» **TASK TO COMPLETE**
Below are records; how many of their lines hold the string "pattern"? Reply with nothing but the number.

_ _ _ _ _ _ _

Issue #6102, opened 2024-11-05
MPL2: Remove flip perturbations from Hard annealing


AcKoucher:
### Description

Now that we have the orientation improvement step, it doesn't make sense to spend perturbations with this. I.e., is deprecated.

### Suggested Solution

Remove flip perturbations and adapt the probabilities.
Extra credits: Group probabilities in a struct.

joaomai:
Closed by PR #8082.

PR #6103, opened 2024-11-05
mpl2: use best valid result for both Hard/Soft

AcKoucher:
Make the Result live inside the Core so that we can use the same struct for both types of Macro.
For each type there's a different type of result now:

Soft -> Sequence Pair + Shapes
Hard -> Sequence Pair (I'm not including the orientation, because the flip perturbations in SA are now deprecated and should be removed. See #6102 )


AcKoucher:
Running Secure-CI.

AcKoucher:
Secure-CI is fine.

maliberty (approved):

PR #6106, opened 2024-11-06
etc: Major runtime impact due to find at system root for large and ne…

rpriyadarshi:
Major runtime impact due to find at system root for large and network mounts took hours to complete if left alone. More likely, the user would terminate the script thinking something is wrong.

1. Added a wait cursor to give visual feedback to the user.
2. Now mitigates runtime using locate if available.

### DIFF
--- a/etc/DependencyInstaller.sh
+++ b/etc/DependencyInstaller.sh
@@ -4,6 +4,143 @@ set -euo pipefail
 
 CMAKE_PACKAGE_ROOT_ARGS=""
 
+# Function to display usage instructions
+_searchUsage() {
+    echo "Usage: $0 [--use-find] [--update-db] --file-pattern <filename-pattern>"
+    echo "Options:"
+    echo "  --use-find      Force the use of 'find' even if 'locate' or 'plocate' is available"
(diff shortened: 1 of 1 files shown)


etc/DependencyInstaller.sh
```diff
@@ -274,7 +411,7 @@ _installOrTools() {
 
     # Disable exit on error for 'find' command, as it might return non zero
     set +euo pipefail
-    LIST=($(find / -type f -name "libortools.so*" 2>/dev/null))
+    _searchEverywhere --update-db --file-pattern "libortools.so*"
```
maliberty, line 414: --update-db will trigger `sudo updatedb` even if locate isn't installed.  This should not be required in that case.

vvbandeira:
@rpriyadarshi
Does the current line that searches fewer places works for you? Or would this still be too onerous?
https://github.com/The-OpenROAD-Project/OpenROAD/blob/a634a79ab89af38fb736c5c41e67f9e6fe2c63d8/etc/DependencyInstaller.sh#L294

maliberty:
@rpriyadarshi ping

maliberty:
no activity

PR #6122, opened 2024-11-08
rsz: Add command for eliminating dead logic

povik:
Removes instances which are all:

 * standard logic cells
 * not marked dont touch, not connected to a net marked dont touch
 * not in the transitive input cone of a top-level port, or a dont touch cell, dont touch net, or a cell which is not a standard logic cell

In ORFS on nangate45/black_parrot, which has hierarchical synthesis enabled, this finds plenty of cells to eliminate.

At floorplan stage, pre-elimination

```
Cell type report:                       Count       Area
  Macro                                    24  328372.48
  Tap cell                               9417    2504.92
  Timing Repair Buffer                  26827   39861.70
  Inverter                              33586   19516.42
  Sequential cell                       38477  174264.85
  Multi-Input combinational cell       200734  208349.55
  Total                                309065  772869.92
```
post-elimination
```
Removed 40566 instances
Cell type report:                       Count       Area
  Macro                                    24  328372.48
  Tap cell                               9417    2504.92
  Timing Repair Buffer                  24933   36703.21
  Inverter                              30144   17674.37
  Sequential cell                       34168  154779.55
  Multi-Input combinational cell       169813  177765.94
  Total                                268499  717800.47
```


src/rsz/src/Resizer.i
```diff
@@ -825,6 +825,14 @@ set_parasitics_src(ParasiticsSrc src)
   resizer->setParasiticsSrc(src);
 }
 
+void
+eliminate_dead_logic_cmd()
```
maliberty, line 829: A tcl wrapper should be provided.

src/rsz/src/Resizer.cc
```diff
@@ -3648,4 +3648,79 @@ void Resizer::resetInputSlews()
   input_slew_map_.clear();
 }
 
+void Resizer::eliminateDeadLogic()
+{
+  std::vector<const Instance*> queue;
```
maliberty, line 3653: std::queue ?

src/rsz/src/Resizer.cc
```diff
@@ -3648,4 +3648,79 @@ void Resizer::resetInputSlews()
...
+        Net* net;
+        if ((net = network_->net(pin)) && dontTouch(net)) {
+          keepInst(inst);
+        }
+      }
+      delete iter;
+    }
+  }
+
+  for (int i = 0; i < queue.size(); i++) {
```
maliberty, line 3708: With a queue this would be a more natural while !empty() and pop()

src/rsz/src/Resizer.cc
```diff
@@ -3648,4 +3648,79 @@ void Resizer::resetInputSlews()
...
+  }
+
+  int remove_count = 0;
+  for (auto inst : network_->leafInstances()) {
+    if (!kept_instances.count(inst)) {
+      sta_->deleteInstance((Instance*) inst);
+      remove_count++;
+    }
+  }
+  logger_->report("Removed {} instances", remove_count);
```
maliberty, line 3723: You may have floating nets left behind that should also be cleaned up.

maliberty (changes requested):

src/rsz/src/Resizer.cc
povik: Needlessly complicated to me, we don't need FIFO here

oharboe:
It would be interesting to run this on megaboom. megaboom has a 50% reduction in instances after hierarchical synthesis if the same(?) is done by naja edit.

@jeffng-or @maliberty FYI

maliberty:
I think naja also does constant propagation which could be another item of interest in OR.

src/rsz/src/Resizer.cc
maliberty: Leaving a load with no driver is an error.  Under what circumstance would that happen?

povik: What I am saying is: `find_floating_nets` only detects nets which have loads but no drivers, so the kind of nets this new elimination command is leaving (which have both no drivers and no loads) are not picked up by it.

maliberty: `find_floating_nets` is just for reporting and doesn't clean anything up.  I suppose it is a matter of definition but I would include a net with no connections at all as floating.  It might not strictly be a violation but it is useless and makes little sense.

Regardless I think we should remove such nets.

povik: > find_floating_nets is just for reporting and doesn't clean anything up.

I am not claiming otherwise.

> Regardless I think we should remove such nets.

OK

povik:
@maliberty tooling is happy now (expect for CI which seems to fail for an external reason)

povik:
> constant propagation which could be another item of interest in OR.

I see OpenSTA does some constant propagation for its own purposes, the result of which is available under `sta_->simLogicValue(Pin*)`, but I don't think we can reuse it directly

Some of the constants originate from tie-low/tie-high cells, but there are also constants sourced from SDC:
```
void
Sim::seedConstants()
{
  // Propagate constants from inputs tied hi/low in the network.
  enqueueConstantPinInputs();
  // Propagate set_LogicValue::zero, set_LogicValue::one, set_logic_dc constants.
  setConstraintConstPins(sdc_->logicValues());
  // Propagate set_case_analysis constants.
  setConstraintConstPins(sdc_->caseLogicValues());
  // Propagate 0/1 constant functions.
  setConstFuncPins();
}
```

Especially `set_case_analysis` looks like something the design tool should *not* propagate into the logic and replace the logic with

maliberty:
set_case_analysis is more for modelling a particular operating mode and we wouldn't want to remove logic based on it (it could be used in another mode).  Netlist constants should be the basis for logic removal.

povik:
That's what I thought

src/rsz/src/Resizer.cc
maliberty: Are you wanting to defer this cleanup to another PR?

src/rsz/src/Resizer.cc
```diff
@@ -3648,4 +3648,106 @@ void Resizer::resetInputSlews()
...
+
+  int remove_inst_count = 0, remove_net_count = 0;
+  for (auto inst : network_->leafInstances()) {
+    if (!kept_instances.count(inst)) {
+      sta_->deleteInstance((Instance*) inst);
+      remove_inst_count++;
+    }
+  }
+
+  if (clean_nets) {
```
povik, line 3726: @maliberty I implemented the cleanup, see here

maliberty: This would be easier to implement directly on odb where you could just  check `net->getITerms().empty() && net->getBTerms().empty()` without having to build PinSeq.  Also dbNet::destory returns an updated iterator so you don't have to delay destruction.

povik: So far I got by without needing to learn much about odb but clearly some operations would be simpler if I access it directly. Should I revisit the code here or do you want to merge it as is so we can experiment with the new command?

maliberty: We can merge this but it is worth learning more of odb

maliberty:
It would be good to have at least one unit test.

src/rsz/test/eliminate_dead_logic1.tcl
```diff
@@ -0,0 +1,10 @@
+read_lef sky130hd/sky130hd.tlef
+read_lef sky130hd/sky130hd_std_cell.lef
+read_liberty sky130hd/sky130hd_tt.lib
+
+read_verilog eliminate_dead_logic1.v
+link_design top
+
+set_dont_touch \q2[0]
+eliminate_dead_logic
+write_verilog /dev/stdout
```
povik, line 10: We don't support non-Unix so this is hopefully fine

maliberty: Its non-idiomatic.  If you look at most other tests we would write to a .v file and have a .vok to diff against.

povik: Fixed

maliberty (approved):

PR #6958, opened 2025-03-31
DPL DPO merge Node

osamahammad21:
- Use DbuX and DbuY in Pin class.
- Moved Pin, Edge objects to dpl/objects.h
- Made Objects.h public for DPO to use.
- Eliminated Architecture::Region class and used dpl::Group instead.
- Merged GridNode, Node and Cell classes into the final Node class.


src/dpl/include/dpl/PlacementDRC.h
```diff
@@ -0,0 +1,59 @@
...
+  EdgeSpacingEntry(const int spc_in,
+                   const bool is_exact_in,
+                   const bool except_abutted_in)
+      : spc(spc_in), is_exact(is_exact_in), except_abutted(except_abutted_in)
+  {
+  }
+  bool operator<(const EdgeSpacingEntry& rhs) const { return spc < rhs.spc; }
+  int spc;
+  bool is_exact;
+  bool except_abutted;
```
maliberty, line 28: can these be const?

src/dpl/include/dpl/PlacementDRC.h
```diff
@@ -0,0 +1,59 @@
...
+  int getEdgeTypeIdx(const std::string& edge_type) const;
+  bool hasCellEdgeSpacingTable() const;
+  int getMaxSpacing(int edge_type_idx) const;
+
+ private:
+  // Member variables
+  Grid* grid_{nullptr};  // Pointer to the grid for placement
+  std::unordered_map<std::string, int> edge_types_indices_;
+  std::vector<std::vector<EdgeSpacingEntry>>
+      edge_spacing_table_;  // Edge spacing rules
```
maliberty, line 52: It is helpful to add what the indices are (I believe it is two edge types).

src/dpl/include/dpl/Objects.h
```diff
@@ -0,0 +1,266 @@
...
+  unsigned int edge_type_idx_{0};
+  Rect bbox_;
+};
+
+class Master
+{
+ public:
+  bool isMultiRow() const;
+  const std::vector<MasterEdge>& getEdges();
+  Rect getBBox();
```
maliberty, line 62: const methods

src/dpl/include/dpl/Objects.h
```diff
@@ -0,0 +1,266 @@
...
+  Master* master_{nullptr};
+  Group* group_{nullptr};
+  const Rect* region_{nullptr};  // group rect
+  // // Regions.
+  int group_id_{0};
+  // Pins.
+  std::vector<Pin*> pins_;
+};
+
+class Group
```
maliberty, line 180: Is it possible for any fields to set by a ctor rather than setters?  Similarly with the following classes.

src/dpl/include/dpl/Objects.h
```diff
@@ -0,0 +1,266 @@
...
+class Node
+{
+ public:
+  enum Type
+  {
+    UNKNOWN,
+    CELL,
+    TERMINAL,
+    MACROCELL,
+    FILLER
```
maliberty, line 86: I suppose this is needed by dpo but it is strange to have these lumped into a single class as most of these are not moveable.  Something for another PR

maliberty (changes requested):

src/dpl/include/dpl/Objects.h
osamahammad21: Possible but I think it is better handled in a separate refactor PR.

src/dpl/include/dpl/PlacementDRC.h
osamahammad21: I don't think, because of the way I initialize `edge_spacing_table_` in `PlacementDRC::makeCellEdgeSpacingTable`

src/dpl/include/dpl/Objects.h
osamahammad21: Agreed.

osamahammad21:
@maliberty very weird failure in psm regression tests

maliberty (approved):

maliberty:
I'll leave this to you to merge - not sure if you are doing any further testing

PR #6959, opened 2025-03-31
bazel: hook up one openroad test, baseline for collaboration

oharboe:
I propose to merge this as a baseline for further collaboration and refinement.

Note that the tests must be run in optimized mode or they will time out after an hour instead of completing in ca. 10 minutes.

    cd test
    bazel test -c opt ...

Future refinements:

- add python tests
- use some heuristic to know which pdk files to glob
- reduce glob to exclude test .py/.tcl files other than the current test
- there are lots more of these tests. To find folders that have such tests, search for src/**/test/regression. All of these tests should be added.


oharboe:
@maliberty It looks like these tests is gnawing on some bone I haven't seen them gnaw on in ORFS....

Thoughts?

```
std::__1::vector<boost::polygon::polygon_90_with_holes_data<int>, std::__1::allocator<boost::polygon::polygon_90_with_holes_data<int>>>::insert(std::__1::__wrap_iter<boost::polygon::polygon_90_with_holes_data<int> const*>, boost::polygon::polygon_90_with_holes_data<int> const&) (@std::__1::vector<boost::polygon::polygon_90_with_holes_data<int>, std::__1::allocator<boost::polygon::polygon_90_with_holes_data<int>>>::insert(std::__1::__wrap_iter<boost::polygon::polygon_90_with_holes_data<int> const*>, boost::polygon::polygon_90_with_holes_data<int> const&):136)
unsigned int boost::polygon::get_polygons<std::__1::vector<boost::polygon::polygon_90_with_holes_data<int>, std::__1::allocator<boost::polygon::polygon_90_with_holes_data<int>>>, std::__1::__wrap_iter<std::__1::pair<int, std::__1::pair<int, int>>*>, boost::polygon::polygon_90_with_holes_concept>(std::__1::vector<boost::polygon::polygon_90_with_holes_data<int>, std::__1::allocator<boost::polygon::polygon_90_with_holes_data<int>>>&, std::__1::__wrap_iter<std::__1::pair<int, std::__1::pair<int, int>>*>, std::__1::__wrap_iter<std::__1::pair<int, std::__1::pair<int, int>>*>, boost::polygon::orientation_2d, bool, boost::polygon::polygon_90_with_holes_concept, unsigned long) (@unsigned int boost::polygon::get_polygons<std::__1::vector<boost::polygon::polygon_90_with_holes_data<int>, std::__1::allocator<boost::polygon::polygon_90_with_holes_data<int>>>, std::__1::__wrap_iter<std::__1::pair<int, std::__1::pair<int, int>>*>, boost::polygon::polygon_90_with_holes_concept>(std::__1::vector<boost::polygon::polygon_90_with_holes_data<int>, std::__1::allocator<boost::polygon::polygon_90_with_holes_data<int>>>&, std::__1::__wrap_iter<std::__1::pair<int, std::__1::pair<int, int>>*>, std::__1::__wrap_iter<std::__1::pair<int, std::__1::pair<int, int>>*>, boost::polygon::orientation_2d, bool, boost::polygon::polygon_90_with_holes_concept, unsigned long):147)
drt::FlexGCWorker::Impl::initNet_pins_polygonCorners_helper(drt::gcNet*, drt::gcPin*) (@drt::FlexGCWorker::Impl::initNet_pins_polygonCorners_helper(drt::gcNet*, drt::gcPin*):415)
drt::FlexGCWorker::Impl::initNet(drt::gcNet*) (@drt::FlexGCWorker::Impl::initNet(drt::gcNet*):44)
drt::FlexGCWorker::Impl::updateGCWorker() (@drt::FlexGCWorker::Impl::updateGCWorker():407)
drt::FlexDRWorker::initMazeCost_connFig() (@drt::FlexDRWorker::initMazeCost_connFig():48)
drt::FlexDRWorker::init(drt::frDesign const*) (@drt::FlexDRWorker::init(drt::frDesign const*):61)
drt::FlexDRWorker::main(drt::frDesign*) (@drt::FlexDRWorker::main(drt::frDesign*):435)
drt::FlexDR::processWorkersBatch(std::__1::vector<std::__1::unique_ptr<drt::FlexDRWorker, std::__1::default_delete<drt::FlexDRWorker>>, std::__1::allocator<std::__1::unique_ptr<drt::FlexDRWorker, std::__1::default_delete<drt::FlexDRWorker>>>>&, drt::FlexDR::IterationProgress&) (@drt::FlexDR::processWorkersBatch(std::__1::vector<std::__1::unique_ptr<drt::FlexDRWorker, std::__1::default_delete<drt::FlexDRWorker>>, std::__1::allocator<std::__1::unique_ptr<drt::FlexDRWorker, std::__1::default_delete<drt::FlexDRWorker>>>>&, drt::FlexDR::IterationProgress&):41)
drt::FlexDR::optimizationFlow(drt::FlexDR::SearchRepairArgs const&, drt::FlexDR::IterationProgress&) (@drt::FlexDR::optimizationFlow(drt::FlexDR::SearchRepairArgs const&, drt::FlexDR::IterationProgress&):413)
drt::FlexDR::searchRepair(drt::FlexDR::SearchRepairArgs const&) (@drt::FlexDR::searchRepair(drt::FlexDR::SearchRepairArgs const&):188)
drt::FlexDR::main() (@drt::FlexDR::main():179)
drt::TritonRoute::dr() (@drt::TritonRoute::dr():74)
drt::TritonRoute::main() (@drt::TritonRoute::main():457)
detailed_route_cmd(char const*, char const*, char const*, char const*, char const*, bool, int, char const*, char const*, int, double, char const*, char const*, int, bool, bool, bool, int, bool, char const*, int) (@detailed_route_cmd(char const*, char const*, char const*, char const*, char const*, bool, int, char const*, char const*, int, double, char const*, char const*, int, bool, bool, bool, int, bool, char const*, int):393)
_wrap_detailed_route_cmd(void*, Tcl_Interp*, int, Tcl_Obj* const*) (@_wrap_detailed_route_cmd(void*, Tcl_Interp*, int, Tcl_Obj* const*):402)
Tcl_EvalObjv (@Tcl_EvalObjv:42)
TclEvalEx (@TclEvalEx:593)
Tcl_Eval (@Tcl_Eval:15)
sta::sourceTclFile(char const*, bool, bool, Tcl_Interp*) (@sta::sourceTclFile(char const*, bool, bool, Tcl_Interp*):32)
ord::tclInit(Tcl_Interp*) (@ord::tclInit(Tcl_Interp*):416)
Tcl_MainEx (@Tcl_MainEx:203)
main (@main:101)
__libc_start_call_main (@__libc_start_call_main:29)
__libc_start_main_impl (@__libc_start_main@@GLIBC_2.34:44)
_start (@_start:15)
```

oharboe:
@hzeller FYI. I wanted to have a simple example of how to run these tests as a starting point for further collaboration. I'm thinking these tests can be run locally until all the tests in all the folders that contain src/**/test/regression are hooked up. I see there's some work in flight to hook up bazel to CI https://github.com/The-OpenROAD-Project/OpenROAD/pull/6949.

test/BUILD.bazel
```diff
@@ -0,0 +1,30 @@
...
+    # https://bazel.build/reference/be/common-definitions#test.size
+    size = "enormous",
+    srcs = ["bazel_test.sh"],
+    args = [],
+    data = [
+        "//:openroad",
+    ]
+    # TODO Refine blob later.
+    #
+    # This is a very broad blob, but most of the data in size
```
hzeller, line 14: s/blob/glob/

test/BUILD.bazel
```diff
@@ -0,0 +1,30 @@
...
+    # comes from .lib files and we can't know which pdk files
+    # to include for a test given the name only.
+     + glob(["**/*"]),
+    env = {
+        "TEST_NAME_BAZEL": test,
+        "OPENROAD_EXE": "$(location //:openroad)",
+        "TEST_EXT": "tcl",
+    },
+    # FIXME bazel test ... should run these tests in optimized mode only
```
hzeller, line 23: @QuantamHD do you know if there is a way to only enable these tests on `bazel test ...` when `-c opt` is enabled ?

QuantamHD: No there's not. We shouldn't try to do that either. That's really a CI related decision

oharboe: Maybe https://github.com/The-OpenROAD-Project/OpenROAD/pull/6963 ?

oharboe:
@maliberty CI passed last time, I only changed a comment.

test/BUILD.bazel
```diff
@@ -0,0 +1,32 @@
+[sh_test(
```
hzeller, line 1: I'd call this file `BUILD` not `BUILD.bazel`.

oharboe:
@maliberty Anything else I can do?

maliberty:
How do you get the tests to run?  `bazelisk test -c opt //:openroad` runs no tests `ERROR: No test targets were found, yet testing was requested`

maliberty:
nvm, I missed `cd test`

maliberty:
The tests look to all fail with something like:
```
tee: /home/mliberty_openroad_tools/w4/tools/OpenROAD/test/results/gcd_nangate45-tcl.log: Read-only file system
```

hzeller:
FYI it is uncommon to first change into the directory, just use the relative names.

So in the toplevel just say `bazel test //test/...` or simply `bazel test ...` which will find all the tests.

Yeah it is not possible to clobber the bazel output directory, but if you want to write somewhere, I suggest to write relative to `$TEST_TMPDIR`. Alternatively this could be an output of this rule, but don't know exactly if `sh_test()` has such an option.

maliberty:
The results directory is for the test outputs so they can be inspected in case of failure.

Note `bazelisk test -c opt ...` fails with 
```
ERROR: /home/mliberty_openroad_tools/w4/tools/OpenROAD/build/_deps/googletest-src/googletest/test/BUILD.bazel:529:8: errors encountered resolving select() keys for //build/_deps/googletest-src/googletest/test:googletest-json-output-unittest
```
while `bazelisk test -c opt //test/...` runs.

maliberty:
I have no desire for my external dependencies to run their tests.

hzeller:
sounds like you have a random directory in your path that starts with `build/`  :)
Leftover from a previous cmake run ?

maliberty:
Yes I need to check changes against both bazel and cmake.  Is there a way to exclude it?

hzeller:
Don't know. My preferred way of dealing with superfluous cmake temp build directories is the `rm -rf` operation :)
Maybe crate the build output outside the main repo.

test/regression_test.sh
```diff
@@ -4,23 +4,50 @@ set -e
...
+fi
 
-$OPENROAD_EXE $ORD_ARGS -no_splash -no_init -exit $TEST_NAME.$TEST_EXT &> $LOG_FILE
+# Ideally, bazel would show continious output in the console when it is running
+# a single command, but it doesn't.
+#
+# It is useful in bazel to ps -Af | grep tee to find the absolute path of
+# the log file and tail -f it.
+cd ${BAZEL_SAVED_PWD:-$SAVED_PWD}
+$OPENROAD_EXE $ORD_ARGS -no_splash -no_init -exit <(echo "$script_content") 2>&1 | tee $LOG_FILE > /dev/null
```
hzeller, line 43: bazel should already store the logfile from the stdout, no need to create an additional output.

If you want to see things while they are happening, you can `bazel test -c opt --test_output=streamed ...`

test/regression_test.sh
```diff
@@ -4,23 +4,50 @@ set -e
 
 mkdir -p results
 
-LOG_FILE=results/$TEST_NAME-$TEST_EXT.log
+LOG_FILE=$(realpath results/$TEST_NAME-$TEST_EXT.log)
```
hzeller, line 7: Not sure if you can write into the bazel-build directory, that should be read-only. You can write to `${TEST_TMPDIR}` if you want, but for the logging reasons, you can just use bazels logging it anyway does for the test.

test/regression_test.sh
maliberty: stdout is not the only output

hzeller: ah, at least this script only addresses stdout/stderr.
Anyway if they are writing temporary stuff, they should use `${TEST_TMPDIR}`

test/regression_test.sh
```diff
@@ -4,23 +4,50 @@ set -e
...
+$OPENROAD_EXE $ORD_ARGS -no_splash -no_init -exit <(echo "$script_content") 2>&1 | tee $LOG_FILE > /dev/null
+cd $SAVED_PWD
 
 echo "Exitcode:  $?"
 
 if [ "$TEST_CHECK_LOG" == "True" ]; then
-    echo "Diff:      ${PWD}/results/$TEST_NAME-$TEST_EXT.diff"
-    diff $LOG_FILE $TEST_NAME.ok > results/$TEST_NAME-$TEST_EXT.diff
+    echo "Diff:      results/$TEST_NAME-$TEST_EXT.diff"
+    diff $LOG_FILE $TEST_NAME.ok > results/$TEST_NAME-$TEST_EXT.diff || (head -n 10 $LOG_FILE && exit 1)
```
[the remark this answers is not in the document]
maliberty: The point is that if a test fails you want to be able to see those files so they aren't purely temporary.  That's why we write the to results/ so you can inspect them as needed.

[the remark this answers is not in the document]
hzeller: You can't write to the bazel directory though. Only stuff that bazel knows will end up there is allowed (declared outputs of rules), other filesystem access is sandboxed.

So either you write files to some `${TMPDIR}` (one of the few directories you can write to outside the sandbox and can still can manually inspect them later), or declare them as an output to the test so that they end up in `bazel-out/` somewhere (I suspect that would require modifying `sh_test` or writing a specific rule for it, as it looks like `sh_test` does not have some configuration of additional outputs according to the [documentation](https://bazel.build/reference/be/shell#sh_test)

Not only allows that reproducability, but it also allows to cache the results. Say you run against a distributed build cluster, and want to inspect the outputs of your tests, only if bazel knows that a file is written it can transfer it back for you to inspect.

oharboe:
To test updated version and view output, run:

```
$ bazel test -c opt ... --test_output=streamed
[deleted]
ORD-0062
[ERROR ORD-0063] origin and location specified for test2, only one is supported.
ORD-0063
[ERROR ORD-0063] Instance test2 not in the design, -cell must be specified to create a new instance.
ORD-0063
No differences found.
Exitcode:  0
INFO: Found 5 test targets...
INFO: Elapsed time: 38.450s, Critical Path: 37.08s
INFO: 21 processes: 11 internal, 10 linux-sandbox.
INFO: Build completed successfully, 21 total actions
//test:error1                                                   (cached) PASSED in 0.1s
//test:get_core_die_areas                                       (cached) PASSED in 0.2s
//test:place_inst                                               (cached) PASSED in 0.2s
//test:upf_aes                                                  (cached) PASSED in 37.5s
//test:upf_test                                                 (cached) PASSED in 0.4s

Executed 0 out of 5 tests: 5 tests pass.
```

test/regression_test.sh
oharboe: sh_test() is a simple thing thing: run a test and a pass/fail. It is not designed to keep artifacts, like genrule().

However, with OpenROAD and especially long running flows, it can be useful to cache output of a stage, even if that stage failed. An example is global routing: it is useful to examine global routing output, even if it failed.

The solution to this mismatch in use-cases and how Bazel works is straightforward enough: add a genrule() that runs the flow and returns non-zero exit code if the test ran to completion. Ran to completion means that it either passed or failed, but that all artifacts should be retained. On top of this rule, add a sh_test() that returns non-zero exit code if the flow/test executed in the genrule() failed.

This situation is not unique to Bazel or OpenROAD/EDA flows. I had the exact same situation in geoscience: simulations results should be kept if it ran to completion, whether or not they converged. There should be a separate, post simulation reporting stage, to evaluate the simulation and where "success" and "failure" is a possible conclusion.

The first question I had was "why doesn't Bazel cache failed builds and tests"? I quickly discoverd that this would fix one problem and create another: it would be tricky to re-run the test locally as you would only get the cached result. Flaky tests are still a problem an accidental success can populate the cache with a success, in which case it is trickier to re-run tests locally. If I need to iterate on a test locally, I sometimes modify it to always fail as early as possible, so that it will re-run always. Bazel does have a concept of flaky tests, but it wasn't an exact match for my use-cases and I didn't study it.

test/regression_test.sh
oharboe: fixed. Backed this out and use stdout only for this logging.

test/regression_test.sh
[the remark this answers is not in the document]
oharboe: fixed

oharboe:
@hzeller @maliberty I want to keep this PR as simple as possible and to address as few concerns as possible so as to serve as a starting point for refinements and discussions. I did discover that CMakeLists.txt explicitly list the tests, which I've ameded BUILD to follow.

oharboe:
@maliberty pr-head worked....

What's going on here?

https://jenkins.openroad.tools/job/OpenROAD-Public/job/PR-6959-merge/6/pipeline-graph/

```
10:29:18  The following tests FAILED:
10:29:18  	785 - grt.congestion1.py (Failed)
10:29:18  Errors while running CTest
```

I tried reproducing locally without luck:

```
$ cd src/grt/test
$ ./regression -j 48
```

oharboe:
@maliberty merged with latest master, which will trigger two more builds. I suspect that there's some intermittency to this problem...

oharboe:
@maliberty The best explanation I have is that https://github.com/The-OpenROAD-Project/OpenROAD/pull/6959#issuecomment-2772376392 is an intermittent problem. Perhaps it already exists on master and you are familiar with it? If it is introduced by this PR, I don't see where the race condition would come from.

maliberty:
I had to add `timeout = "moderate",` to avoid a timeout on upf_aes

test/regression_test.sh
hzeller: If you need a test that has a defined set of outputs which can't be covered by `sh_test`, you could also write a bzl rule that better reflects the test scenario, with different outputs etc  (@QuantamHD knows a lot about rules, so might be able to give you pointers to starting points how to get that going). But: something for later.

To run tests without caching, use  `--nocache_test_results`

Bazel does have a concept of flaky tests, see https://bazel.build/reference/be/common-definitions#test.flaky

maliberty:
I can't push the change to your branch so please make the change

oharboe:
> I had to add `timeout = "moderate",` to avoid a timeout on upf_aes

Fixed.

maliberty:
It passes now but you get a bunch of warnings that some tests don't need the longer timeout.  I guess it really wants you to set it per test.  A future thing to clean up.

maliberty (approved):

_ _ _ _ _ _ _

» **SOLUTION TO THIS TASK**
2